■ What to work on:
Below are some entries. Copy each line that holds the string "vinceaperri".

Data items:

PR #798, opened 2026-06-23
Use toolsChroot through IsPackageInstalled to unblock ACL UKI validation

liulanze:
ACL images ship no in-image tdnf/rpm, so the default `IsPackageInstalled`
(which shells out inside the image chroot) always returned false. That
blocked `uki.mode: create` and verity validation, which both rely on
`IsPackageInstalled` to check that `systemd-boot` / `device-mapper` are
present.


toolkit/tools/pkg/imagecustomizerlib/distrohandler_acl.go
```diff
@@ -110,8 +114,38 @@ func (d *aclDistroHandler) ManagePackages(ctx context.Context, buildDir string,
 		snapshotTime, d.packageManager)
 }
 
+// IsPackageInstalled checks the image's rpm database directly. ACL images
+// have no in-image tdnf/rpm binary, so the default chroot-shell-out
+// implementation cannot answer this query.
 func (d *aclDistroHandler) IsPackageInstalled(imageChroot safechroot.ChrootInterface, packageName string) bool {
-	return d.packageManager.isPackageInstalled(imageChroot, packageName)
```
cwize1, line 114: Is it not possible to use `--tools-dir` for this?

You'll need to plumb the `toolsChroot` to `isPackageInstalled`. But that should be doable.

cwize1 (changes requested):

toolkit/tools/pkg/imagecustomizerlib/cosicommon.go
```diff
@@ -606,11 +606,11 @@ func detectBootloaderType(distroHandler DistroHandler, imageChroot safechroot.Ch
 ) (BootloaderType, string, error) {
 	for _, pkg := range grubEfiPackages {
 		logger.Log.Debugf("Checking if package (%s) is installed", pkg)
-		if distroHandler.IsPackageInstalled(imageChroot, pkg) {
+		if distroHandler.IsPackageInstalled(imageChroot, nil, pkg) {
```
cwize1: You should probably plumb `toolsChroot` to here as well, since this will likely be needed at some point.

toolkit/tools/pkg/imagecustomizerlib/distrohandler_acl.go
```diff
@@ -87,17 +88,24 @@ func (d *aclDistroHandler) checkForUnsupportedApis(rc *ResolvedConfig) error {
...
 		}
 	}
 
+	// ACL has no in-image package manager: every operation that needs to query or modify the rpm database has to
+	// happen through tdnf inside --tools-dir. That includes package ops (install/remove/update), UKI create
+	// (validates systemd-boot is installed), and verity (validates device-mapper is installed).
+	ukiCreate := rc.Uki != nil && rc.Uki.Mode == imagecustomizerapi.UkiModeCreate
+	verityEnabled := len(rc.Storage.Verity) > 0
+	if (pkgOps || ukiCreate || verityEnabled) && rc.Options.ToolsDir == "" {
+		return fmt.Errorf("ACL requires --tools-dir for package, UKI 'create', or verity operations: " +
```
cwize1: `or` -> `and`

toolkit/tools/pkg/imagecustomizerlib/distrohandler_acl.go
```diff
@@ -110,8 +118,17 @@ func (d *aclDistroHandler) ManagePackages(ctx context.Context, buildDir string,
...
 
-func (d *aclDistroHandler) IsPackageInstalled(imageChroot safechroot.ChrootInterface, packageName string) bool {
-	return d.packageManager.isPackageInstalled(imageChroot, packageName)
+// IsPackageInstalled queries the image's rpm database via tdnf running inside toolsChroot. ACL images ship no
+// in-image tdnf/rpm, so the check requires --tools-dir (enforced up-front in checkForUnsupportedApis).
+func (d *aclDistroHandler) IsPackageInstalled(imageChroot safechroot.ChrootInterface,
+	toolsChroot *safechroot.Chroot, packageName string,
+) bool {
+	if toolsChroot == nil {
+		logger.Log.Warnf("ACL IsPackageInstalled called without --tools-dir; cannot query rpmdb for package (%q)",
```
cwize1: Why post a warning instead of erroring out?

toolkit/tools/pkg/imagecustomizerlib/liveosisoartifactstore.go
```diff
@@ -427,7 +427,7 @@ func createIsoInfoStoreFromMountedImage(buildDir string, imageRootDir string, di
 	// Note the MIC allows the user to install other selinux policy packages.
 	// So, the absence of selinux-policy does not mean that there are no selinux
 	// policy packages.
-	if distroHandler.IsPackageInstalled(chroot, "selinux-policy") {
+	if distroHandler.IsPackageInstalled(chroot, nil, "selinux-policy") {
```
cwize1: It would be good to plumb `toolsChroot` to `createIsoInfoStoreFromMountedImage` and `createBootstrapInitrdImage` to avoid needing to fix this later.

Though, you may need to move where `toolsChroot` is initialized.

toolkit/tools/pkg/imagecustomizerlib/baseconfigs_test.go
```diff
@@ -179,14 +179,14 @@ func TestBaseConfigsFullRun(t *testing.T) {
...
-	sshdInstalled := distroHandler.IsPackageInstalled(imageConnection.Chroot(), "openssh-server")
+	sshdInstalled := distroHandler.IsPackageInstalled(imageConnection.Chroot(), nil, "openssh-server")
 	assert.True(t, sshdInstalled)
 
 	systemdBootPkgName := "systemd-boot"
 	if baseImageInfo.Version == baseImageVersionAzl4 {
 		systemdBootPkgName = "systemd-boot-unsigned"
 	}
-	systemdBootInstalled := distroHandler.IsPackageInstalled(imageConnection.Chroot(), systemdBootPkgName)
+	systemdBootInstalled := distroHandler.IsPackageInstalled(imageConnection.Chroot(), nil, systemdBootPkgName)
```
vinceaperri: The `Test` commit only updates call sites to pass `nil`. Can the new ACL path (toolsChroot != nil, uki create with --tools-dir) be covered too?

toolkit/tools/pkg/imagecustomizerlib/distrohandler_acl.go
```diff
@@ -87,17 +88,24 @@ func (d *aclDistroHandler) checkForUnsupportedApis(rc *ResolvedConfig) error {
...
 
 		if os.Overlays != nil {
 			return fmt.Errorf("overlays are not yet supported for ACL")
 		}
 	}
 
+	// ACL has no in-image package manager: every operation that needs to query or modify the rpm database has to
+	// happen through tdnf inside --tools-dir. That includes package ops (install/remove/update), UKI create
+	// (validates systemd-boot is installed), and verity (validates device-mapper is installed).
+	ukiCreate := rc.Uki != nil && rc.Uki.Mode == imagecustomizerapi.UkiModeCreate
```
vinceaperri: Unspecified `uki.mode` (with `os.uki` set) also creates UKIs and reaches ValidateUkiDependencies, but this only matches `create`, so ACL without --tools-dir slips past this gate and fails later with the confusing "systemd-boot is not installed". Should this be `Mode != passthrough && Mode != modify` instead of `Mode == create`?

vinceaperri (changes requested):

toolkit/tools/pkg/imagecustomizerlib/baseconfigs_test.go
liulanze: The ACL path needs a base image fixture in CI, which isn't in place yet. I'll add proper coverage in a follow-up PR once the ACL CI fixture lands. For this PR, the wiring is now plumbed end-to-end so the new test will be a drop-in.

toolkit/tools/pkg/imagecustomizerlib/distrohandler_acl.go
liulanze: Fixed, thanks!

toolkit/tools/pkg/imagecustomizerlib/distrohandler_acl.go
liulanze: Fixed, thanks.

toolkit/tools/pkg/imagecustomizerlib/artifactsinputoutput.go
```diff
@@ -478,7 +478,7 @@ func prepareImageConversionData(ctx context.Context, rawImageFile string, buildD
 		return nil, nil, "", nil, [randomization.UuidSize]byte{}, "", nil, nil, err
 	}
 
-	osPackages, cosiBootMetadata, err := collectOSInfoHelper(ctx, buildDir, imageConnection, distroHandler)
+	osPackages, cosiBootMetadata, err := collectOSInfoHelper(ctx, buildDir, imageConnection, distroHandler, nil)
```
cwize1, line 481: At some point, I guess we'll want to expose `--tools-dir` on `convert` as well. Though, you can punt this to a future change.

toolkit/tools/pkg/imagecustomizerlib/cosicommon.go
```diff
@@ -386,8 +386,8 @@ func getAllPackagesFromChroot(imageConnection *imageconnection.ImageConnection,
 	return distroHandler.GetAllPackagesFromChroot(imageConnection.Chroot())
 }
 
-func extractCosiBootMetadata(buildDirAbs string, imageConnection *imageconnection.ImageConnection, distroHandler DistroHandler) (*CosiBootloader, error) {
-	bootloaderType, err := distroHandler.DetectBootloaderType(imageConnection.Chroot())
+func extractCosiBootMetadata(buildDirAbs string, imageConnection *imageconnection.ImageConnection, distroHandler DistroHandler, toolsChroot *safechroot.Chroot) (*CosiBootloader, error) {
```
cwize1: Line is a little long

toolkit/tools/pkg/imagecustomizerlib/imagecustomizer.go
```diff
@@ -783,15 +786,15 @@ func collectOSInfo(ctx context.Context, buildDir string, rawImageFile string, pa
 	return osPackages, cosiBootMetadata, nil
 }
 
-func collectOSInfoHelper(ctx context.Context, buildDir string, imageConnection *imageconnection.ImageConnection, distroHandler DistroHandler) ([]OsPackage, *CosiBootloader, error) {
+func collectOSInfoHelper(ctx context.Context, buildDir string, imageConnection *imageconnection.ImageConnection, distroHandler DistroHandler, toolsChroot *safechroot.Chroot) ([]OsPackage, *CosiBootloader, error) {
```
cwize1: Line is a little long

toolkit/tools/pkg/imagecustomizerlib/liveosisobuilder.go
```diff
@@ -138,7 +139,7 @@ func createLiveOSFromRaw(ctx context.Context, buildDir string, inputArtifactsSto
 		return fmt.Errorf("failed to build live OS configuration from input configuration:\n%w", err)
 	}
 
-	err = createLiveOSFromRawHelper(ctx, buildDir, inputArtifactsStore, requestedSelinuxMode, liveosConfig, rawImageFile, outputFormat, outputPath, distroHandler)
+	err = createLiveOSFromRawHelper(ctx, buildDir, inputArtifactsStore, requestedSelinuxMode, liveosConfig, rawImageFile, outputFormat, outputPath, distroHandler, toolsChroot)
```
cwize1: Line is a little long

toolkit/tools/pkg/imagecustomizerlib/liveosisoartifactstore.go
```diff
@@ -427,7 +428,11 @@ func createIsoInfoStoreFromMountedImage(buildDir string, imageRootDir string, di
 	// Note the MIC allows the user to install other selinux policy packages.
 	// So, the absence of selinux-policy does not mean that there are no selinux
 	// policy packages.
-	if distroHandler.IsPackageInstalled(chroot, "selinux-policy") {
+	selinuxPolicyInstalled, err := distroHandler.IsPackageInstalled(chroot, toolsChroot, "selinux-policy")
```
cwize1: You probably need to ensure the `chroot` is placed in the `toolsRootImageDir` directory under the `toolsChroot`. Otherwise, this code won't work.

It might make sense to leave the liveos stuff to a future change.

Similar comment for `createBootstrapInitrdImage`.

cwize1 (changes requested):

toolkit/tools/pkg/imagecustomizerlib/artifactsinputoutput.go
liulanze: Sure, the timeline for this project is too tight, will not fix this in this PR then.

toolkit/tools/pkg/imagecustomizerlib/baseconfigs_test.go
cwize1: You should add some AZL3 tests that use `--tools-dir`. That way, at least some of the logic in this PR is being exercised in tests.

toolkit/tools/pkg/imagecustomizerlib/customizepackages_test.go
```diff
@@ -948,6 +948,56 @@ func testCustomizeImagePackagesInstallOnline(t *testing.T, baseImageInfo testBas
 	ensurePackageCacheCleanup(t, imageConnection, baseImageInfo)
 }
 
+func TestCustomizeImagePackagesAddWithToolsDirAzl3(t *testing.T) {
```
cwize1: This is a good test to have. But considering this change is targeting fixing UKI, you should add a UKI test as well.

Considering that we have a bunch of UKI tests already, you could modify one to use `--tools-dir`. Testing multiple things in a single test is goodness, since it reduces to the total number of tests.

cwize1 (changes requested):

toolkit/tools/pkg/imagecustomizerlib/baseconfigs_test.go
vinceaperri: Could you verify it locally with ACL?

cwize1 (dismissed):

toolkit/tools/pkg/imagecustomizerlib/imagecustomizer.go
```diff
@@ -507,7 +532,7 @@ func customizeOSContents(ctx context.Context, rc *ResolvedConfig) (imageMetadata
 	var cosiBootMetadata *CosiBootloader
 	if rc.OutputImageFormat == imagecustomizerapi.ImageFormatTypeCosi || rc.OutputImageFormat == imagecustomizerapi.ImageFormatTypeBareMetalImage {
 		osPackages, cosiBootMetadata, err = collectOSInfo(ctx, rc.BuildDirAbs, rc.RawImageFile, partitionsLayout,
-			im.distroHandler)
+			im.distroHandler, toolsChroot)
```
vinceaperri: Should this be `nil`, like the LiveOS callers that also mount outside the tools chroot? Otherwise, bootloader detection will fail.

vinceaperri (dismissed):

toolkit/tools/pkg/imagecustomizerlib/baseconfigs_test.go
liulanze: yes, verified locally, the IsPackageInstalled toolsChroot path is exercised by package install on an ACL VHD.

cwize1 (approved):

■ Answer to this problem:
vinceaperri: The `Test` commit only updates call sites to pass `nil`. Can the new ACL path (toolsChroot != nil, uki create with --tools-dir) be covered too?
vinceaperri: Unspecified `uki.mode` (with `os.uki` set) also creates UKIs and reaches ValidateUkiDependencies, but this only matches `create`, so ACL without --tools-dir slips past this gate and fails later with the confusing "systemd-boot is not installed". Should this be `Mode != passthrough && Mode != modify` instead of `Mode == create`?
vinceaperri (changes requested):
vinceaperri: Could you verify it locally with ACL?
vinceaperri: Should this be `nil`, like the LiveOS callers that also mount outside the tools chroot? Otherwise, bootloader detection will fail.
vinceaperri (dismissed):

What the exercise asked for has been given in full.